I considered slipping “MtM” to our wedding DJ for that same moment but then uncharacteristically decided to not to cater to my own fetish that day. Between that and the Bar Mitzvah, that made two days when I didn't.
Hell, they probably know each other…although my Dad was a West End guy…
Unless they commuted to or from Manhattan on the same early train, they probably missed each other. My father didn't socialize much on either End of town.
Being a gentile (although circumcised), I got about eight Yiddish words into that before I got lost. In fact, at one point my head was spinning so bad I thought “FAFIF” was a fish meal you found floating in jars at supermarkets.
I obviously needed more Jewish friends when growing up. During Catholic “confirmations”, we just got to memorize obscure pieces of Christianity so that we could be scared shitless by the local bishop when he quizzed us (and then glowering looks from my relatives when I asked why the bishop couldn't only move diagonally around the church). Sure, we got a party afterwards, but nothing on a Bar Mitzvah scale. I'd have killed for a sports-themed party of any variety.
Thanks for navigating as best as you could. My command of Hebrew then and Yiddish now is commensurate to Victor Zambrano's over his fastball: just good enough to get through one Bar Mitzvah, one Bar Mitzvah reminiscence and one trade out of Tampa Bay.
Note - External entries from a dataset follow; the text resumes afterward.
PR #213, opened 2018-01-17
add internal network regexp for stationxml

ozym:
@quiffman it looked like a lot of the stationxml extraction problems have been related to stations being included when they shouldn't be.

To help this I have moved the `stationxml` tool option `networks` to now match the "internal" network code and I've added a new option `external` (and related `external-list`) to match the external code (which at the moment is only "NZ").

A set of network codes has been added to the `build.sh` script to exclude the obvious candidates.

/cc @nbalfour @salichon


salichon:
Hello There!
A suggestion, a thought.
Should we consider some filters regarding the location codes, for instance 10,11,20,21 (for production)?
Because i m thinking about the existing and future small arrays, building arrays with a collection  of 22..25...  for instance.

ozym:
@salichon building arrays are in the network "SB" which will not be loaded after this pull request is merged.  However, there is an option "locations" which will do just that and it could be added as you suggest. The tricky bit is remembering to add a new location to the list when/if a new one is used.

salichon:
@ozym okay thanks - i went through the networks.csv, now it s getting clearer amongst the "local network". I will need one day to get a short story about all these and their historical difference :)

@nbalfour in this incoming version os station xml for seiscomp, the XX temporary stations won't be included in the scp volume. It s okay for me and specially while no reponse time.
 
Meanwhile, should we envision, at least discussing an "emergency response" station xml build option (either XX or else DX "temporary deployment" ...)? 
NB: theoretically, such an inventory could even be ran for manual reviews without  having to update immediatly  the whole automatic  system (using its "simple" XML version).

quiffman:
@salichon think of these "internal" networks as an attempt at logical sub-grouping, but kind of a force-fit with the existing tech at the time.

@ozym I can't really see any other way around this currently... but the long regex doesn't exactly give me warm fuzzies. Could we use a negated form, instead? Something like `(^SB|.X)`?

ozym:
@quiffman do you mean I rewrite the check so that it expects a negative match, i.e. skip these networks?

quiffman:
@ozym yeah, that one. i.e. a blacklist, rather than a whitelist.

I feel like that should be shorter and require less frequent changes. Does that make logic?

ozym:
I think I will use a convention of a "!" as a prefix to indicate that the regexp should not match, the tricky bit is the list from a file (which is a bunch joined together), but the solution here is to drop that functionality and simplify the code as it isn't being used.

They've watched Mets games with me since they've been in diapers. They've heard it all ;)
Geez, some women will stop at nothing to get their names mentioned on a blog ;-)
I don't see any names mentioned :p
Geez, some women will stop at nothing to get their names mentioned on a blog ;-)
Now that's something I'd expect to read in the Anna Benson thread.
They've watched Mets games with me since they've been in diapers. They've heard it all ;)
That's not cursing, boys. That's “The Sounds of the Game.”